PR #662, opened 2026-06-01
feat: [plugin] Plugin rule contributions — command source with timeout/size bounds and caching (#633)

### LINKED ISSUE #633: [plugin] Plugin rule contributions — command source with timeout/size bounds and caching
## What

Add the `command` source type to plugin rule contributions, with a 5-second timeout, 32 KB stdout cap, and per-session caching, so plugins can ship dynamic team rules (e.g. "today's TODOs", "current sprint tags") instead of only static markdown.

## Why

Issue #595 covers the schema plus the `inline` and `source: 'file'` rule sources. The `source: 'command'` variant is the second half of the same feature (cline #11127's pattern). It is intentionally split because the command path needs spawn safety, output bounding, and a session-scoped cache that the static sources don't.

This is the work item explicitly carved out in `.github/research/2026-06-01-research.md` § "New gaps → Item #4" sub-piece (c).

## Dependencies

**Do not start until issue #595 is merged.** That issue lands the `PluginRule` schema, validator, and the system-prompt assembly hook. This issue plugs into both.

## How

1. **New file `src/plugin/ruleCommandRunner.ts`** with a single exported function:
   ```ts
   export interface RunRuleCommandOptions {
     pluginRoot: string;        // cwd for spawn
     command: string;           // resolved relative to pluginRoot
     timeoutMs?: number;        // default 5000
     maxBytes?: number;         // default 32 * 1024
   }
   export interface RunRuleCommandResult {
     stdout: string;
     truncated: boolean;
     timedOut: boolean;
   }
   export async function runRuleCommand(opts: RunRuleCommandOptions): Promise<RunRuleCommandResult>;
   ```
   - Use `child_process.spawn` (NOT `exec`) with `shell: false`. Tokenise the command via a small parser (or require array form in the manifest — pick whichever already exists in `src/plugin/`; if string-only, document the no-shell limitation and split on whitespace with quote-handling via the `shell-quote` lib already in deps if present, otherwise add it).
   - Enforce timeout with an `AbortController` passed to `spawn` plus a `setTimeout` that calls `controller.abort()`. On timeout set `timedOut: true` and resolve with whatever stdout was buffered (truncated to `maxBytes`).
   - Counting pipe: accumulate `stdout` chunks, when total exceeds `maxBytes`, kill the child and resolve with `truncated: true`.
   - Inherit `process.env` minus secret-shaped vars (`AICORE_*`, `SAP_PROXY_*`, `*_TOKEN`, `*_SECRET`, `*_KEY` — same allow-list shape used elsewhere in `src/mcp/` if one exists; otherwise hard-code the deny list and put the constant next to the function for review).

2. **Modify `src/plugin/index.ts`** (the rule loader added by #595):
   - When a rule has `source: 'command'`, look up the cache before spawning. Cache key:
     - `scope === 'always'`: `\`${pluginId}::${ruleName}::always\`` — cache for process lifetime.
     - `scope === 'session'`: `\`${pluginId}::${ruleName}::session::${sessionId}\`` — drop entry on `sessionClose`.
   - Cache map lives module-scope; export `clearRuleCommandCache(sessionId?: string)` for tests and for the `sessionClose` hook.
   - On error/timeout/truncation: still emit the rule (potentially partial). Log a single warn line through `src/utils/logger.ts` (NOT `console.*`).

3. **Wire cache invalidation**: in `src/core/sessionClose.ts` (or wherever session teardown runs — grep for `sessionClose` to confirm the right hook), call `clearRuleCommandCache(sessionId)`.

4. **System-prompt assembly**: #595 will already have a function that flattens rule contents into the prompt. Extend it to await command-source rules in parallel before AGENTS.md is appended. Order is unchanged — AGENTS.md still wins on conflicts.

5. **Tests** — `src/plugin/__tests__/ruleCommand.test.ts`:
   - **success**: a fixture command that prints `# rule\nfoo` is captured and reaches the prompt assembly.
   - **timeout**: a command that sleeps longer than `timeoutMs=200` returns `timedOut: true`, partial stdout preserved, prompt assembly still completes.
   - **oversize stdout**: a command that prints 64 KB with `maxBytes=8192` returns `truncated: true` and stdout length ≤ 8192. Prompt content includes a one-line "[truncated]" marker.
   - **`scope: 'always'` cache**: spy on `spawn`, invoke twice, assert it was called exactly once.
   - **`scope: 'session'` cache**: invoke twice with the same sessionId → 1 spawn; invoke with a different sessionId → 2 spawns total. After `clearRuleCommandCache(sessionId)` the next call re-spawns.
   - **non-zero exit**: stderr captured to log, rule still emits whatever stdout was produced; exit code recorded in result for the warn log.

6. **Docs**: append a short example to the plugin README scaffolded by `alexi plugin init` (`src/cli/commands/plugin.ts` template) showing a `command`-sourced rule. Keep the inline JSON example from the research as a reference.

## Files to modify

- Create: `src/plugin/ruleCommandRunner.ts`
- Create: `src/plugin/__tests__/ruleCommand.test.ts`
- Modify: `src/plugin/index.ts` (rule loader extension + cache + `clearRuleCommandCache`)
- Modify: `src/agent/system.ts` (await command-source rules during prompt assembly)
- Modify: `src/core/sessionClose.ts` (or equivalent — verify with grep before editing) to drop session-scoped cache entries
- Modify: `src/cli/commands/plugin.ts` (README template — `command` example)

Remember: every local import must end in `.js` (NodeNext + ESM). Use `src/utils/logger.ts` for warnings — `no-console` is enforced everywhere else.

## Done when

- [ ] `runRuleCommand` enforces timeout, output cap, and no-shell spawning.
== == ==
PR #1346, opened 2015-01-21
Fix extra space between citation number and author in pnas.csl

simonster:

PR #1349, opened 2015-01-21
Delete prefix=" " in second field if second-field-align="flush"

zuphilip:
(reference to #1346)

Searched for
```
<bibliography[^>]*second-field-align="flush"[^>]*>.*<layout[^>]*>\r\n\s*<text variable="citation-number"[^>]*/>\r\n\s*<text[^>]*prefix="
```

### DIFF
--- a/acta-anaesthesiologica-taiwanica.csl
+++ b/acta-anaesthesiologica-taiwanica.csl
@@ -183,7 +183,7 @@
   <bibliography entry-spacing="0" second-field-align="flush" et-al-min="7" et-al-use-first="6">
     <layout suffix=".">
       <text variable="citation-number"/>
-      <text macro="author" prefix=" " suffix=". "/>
== == ==
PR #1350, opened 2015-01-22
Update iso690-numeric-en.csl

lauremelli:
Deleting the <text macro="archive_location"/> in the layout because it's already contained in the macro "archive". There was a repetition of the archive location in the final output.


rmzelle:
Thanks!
== == ==
• [REQUIREMENT] Above are some records; copy exactly the lines from the one with "- **timeout**: a" through the one with "(rule loader extension", both included, and no others.

• [WRITTEN SOLUTION]
   - **timeout**: a command that sleeps longer than `timeoutMs=200` returns `timedOut: true`, partial stdout preserved, prompt assembly still completes.
   - **oversize stdout**: a command that prints 64 KB with `maxBytes=8192` returns `truncated: true` and stdout length ≤ 8192. Prompt content includes a one-line "[truncated]" marker.
   - **`scope: 'always'` cache**: spy on `spawn`, invoke twice, assert it was called exactly once.
   - **`scope: 'session'` cache**: invoke twice with the same sessionId → 1 spawn; invoke with a different sessionId → 2 spawns total. After `clearRuleCommandCache(sessionId)` the next call re-spawns.
   - **non-zero exit**: stderr captured to log, rule still emits whatever stdout was produced; exit code recorded in result for the warn log.

6. **Docs**: append a short example to the plugin README scaffolded by `alexi plugin init` (`src/cli/commands/plugin.ts` template) showing a `command`-sourced rule. Keep the inline JSON example from the research as a reference.

## Files to modify

- Create: `src/plugin/ruleCommandRunner.ts`
- Create: `src/plugin/__tests__/ruleCommand.test.ts`
- Modify: `src/plugin/index.ts` (rule loader extension + cache + `clearRuleCommandCache`)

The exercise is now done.